→ **THE PROBLEM**: If a line in the records below contains the word "following", copy it.

→ **Saved data entries**:
────────
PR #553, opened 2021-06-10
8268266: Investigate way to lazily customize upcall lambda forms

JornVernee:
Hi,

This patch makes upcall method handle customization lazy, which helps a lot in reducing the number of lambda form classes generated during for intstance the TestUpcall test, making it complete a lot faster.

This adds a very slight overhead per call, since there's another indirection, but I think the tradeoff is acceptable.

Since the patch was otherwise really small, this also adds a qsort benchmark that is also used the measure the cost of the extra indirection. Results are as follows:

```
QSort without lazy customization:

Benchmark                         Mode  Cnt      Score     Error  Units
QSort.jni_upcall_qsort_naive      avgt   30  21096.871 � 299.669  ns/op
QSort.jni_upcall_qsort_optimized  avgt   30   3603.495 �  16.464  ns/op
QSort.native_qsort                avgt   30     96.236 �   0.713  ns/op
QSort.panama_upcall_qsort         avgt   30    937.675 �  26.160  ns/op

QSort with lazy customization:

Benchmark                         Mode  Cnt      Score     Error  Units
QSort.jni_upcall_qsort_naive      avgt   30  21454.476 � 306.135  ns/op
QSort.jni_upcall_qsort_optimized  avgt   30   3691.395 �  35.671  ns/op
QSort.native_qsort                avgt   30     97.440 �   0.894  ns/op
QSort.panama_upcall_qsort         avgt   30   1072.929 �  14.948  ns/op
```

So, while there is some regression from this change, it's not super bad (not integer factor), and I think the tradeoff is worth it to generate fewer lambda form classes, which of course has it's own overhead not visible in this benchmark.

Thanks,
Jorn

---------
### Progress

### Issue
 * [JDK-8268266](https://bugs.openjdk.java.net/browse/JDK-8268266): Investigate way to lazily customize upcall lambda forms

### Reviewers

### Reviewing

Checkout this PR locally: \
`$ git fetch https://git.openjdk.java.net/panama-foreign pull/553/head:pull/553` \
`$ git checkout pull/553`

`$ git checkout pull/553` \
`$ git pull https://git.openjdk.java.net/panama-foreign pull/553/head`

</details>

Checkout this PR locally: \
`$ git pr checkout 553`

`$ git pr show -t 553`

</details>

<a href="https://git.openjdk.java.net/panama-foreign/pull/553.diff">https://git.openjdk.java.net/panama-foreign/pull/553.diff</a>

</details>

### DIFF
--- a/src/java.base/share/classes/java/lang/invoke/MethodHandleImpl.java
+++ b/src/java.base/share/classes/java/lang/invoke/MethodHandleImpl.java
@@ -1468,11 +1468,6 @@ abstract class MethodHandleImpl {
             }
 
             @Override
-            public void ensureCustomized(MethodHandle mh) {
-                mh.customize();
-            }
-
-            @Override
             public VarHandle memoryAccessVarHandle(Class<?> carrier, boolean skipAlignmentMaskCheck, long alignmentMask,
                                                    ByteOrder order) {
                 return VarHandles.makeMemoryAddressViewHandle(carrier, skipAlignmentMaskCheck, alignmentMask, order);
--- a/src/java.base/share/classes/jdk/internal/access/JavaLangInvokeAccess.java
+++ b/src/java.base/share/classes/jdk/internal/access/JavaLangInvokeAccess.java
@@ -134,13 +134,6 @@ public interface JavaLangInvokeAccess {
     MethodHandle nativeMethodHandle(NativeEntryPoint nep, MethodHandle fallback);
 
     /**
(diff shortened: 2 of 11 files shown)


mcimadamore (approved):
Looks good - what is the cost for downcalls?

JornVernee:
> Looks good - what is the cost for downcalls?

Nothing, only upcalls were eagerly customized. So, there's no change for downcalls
────────
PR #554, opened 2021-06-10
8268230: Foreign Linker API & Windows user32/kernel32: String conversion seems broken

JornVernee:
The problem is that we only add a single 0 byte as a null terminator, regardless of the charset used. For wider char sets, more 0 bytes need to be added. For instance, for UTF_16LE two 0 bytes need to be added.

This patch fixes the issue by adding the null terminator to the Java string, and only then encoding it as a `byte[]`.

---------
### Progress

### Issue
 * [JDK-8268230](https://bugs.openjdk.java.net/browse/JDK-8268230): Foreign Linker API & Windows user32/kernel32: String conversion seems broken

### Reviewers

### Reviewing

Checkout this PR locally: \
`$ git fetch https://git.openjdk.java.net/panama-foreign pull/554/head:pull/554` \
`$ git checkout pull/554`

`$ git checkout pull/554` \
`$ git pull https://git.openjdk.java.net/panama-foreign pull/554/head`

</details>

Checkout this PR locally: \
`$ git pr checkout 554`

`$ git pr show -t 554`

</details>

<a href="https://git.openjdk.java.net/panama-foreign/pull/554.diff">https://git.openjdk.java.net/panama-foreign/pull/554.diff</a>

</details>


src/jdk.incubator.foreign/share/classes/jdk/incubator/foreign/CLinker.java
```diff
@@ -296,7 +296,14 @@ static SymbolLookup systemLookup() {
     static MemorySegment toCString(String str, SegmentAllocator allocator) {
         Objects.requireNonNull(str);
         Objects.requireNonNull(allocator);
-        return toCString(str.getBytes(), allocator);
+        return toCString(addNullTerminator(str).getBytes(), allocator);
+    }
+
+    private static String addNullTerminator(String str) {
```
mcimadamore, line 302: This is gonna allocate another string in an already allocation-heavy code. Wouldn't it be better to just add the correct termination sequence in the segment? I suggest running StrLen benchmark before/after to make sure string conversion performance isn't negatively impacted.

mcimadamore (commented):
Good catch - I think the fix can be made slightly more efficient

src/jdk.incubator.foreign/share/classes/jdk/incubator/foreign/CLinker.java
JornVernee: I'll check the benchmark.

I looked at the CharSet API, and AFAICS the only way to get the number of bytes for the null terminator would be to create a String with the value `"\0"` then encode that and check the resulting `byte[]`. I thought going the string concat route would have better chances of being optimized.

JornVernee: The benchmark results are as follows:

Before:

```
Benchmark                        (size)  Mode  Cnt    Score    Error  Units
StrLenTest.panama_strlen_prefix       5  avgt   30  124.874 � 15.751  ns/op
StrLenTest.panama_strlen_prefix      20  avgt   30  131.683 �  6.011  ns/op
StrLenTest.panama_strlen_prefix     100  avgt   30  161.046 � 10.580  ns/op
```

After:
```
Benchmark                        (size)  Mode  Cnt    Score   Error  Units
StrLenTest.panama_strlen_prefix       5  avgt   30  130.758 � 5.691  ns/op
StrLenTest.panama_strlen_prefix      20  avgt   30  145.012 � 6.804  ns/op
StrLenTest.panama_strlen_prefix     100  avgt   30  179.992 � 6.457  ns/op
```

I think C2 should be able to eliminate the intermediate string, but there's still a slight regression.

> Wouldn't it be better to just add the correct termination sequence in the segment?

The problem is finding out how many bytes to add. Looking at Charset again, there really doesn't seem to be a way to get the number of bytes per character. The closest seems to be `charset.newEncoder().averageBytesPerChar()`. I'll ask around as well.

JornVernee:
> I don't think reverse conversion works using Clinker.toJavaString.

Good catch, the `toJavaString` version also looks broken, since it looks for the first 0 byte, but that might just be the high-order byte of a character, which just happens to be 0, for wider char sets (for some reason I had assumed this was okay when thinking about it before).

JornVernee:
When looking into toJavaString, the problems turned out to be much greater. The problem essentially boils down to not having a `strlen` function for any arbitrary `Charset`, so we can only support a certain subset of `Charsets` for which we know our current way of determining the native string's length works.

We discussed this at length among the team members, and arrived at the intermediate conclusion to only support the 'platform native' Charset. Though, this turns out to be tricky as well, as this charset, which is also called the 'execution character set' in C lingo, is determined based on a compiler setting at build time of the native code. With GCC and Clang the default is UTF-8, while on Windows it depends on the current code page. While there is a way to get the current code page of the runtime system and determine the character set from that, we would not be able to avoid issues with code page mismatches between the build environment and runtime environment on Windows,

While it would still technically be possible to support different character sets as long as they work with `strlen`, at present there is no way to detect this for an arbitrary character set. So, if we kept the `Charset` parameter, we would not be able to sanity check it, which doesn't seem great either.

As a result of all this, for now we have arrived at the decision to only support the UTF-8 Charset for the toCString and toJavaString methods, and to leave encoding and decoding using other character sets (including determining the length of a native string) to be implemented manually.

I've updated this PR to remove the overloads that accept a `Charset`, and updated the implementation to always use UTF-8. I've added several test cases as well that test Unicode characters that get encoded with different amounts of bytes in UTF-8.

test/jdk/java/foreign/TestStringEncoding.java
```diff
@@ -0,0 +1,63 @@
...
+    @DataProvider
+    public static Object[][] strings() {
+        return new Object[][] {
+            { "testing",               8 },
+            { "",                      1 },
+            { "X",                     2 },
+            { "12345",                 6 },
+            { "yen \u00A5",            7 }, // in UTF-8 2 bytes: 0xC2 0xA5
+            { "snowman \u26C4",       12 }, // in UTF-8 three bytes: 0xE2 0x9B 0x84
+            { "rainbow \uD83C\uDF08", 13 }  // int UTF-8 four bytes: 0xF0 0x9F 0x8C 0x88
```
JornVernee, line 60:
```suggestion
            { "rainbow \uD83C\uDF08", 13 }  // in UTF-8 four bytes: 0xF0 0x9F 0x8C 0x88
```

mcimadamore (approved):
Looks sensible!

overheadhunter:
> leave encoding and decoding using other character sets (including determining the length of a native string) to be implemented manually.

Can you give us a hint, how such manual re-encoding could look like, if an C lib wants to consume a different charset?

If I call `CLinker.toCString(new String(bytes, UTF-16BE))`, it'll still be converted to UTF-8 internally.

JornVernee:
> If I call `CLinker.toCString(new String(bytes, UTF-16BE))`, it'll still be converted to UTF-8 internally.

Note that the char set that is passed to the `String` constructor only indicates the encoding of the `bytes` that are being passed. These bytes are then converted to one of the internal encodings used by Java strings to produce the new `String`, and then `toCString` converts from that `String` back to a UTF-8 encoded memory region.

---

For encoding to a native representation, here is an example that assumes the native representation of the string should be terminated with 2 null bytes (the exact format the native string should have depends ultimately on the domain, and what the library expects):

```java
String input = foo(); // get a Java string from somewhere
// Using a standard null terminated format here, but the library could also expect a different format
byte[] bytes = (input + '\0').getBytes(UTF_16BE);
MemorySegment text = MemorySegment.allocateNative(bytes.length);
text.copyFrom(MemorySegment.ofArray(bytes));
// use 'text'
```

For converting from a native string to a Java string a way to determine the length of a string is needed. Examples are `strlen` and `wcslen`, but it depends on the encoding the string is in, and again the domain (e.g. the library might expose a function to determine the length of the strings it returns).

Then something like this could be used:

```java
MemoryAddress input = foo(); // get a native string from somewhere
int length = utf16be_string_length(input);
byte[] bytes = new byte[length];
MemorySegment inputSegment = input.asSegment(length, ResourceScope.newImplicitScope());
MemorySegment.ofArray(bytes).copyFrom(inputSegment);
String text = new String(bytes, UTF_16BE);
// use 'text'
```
────────
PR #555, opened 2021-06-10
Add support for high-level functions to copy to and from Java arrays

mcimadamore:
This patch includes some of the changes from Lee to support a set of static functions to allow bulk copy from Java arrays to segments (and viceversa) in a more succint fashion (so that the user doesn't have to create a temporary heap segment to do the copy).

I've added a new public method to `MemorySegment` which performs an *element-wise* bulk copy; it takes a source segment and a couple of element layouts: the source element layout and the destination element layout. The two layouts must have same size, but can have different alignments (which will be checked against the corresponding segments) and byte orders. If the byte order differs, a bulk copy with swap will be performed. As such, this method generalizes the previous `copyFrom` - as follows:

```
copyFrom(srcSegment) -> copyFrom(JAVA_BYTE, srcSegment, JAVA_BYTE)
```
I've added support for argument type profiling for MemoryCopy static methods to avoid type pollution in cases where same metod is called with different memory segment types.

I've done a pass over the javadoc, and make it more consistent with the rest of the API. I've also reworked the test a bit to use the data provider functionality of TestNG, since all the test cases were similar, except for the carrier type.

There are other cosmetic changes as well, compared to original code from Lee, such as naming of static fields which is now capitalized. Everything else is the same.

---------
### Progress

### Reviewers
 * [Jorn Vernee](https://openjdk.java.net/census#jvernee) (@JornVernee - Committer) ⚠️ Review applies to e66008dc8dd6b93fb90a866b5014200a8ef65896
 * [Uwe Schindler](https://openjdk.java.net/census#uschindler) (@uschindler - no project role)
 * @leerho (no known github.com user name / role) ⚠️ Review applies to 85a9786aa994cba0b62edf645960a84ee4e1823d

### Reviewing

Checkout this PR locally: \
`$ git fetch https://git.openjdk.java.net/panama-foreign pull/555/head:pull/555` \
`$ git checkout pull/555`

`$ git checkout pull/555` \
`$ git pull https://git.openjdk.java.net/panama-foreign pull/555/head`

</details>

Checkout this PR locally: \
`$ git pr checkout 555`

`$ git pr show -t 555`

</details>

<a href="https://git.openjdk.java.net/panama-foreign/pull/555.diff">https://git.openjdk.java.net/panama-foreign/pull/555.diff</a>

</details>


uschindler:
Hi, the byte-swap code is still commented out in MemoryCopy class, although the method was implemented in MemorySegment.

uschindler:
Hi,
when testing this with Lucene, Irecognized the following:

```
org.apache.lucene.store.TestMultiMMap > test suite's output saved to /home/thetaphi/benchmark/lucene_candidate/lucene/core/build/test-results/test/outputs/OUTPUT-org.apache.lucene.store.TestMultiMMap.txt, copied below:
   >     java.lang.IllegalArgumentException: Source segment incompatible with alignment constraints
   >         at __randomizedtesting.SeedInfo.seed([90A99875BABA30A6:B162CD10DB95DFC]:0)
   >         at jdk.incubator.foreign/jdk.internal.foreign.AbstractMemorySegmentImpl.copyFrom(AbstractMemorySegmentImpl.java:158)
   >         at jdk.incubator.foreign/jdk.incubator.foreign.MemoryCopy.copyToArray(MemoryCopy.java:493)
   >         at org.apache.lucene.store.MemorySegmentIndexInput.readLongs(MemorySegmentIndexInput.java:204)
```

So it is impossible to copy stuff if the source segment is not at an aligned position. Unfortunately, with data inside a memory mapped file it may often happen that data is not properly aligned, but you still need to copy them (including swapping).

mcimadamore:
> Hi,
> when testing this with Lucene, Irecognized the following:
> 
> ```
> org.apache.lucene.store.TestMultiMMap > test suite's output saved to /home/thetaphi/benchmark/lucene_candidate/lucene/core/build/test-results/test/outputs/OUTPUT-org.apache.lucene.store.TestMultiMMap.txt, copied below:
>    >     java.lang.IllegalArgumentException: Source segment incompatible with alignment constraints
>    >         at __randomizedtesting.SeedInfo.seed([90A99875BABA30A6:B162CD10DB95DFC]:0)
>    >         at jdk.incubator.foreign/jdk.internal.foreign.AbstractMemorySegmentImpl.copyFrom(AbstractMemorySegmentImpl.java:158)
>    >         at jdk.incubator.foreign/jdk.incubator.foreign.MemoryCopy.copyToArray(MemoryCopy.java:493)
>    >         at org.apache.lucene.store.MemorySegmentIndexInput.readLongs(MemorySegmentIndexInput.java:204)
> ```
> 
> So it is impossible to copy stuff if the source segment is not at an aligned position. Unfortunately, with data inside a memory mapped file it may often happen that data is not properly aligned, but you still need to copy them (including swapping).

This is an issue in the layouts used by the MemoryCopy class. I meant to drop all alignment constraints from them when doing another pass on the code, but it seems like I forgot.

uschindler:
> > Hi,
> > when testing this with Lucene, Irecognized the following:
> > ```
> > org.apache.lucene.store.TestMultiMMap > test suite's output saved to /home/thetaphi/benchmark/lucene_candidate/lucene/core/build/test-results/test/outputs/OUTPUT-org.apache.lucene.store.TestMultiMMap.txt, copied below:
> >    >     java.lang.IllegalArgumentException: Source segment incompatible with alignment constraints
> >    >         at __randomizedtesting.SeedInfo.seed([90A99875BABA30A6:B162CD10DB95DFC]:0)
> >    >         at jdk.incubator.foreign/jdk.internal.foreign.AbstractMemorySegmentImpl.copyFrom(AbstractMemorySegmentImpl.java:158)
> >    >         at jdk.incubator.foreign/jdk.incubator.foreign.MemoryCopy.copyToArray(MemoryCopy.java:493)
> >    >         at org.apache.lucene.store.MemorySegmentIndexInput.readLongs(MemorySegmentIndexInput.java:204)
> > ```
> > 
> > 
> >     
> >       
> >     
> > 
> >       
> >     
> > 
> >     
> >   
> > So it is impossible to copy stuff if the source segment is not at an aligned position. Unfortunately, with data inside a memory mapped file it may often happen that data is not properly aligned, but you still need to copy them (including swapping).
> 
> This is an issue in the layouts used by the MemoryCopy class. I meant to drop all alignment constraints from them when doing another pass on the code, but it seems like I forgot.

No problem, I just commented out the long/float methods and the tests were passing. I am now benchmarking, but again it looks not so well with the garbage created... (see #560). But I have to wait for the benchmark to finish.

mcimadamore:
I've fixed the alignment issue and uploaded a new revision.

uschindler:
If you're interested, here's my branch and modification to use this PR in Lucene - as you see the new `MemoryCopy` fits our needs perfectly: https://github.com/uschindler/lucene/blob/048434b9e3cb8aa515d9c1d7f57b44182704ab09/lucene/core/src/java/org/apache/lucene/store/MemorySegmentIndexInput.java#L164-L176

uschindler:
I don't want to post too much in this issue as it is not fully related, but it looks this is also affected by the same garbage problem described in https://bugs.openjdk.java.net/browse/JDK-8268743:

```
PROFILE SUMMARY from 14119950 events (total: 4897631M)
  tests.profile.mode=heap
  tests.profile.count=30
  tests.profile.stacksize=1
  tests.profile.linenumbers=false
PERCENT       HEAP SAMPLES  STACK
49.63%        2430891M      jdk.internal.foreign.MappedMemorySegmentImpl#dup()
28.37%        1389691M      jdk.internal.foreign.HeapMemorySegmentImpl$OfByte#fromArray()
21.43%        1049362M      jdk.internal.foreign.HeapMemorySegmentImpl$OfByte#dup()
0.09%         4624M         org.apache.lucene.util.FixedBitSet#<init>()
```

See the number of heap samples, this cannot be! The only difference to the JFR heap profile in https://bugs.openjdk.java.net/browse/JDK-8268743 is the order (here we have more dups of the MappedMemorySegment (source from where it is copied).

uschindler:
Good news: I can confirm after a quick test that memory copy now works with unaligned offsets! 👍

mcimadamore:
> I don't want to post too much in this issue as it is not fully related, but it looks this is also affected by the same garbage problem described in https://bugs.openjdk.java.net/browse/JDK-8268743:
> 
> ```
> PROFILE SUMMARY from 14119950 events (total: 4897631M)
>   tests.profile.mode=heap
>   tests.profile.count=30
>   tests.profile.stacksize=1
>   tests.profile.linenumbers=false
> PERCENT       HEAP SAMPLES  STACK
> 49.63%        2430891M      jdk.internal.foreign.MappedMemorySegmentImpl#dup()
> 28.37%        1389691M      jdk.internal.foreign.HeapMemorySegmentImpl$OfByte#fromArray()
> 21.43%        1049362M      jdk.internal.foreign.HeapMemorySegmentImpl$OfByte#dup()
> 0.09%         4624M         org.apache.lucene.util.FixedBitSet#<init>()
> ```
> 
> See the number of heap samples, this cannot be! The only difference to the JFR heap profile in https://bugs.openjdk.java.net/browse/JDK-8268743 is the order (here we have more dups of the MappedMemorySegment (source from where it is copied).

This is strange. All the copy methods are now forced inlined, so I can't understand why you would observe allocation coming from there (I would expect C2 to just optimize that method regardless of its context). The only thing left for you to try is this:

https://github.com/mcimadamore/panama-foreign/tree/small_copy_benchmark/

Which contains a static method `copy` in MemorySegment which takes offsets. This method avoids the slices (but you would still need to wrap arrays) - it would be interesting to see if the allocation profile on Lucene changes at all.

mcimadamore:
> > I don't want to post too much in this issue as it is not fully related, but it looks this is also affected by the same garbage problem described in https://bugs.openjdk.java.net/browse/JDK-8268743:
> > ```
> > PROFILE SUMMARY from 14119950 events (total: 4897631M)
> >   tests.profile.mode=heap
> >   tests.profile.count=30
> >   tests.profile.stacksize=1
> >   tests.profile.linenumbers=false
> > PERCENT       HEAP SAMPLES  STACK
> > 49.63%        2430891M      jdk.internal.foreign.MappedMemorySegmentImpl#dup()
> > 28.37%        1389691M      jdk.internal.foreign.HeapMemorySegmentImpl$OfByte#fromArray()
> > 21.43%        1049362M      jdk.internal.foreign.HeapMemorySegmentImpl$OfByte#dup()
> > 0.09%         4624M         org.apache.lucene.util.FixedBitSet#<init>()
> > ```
────────
→ **WRITTEN RESPONSE**:
when testing this with Lucene, Irecognized the following:
> when testing this with Lucene, Irecognized the following:
> > when testing this with Lucene, Irecognized the following:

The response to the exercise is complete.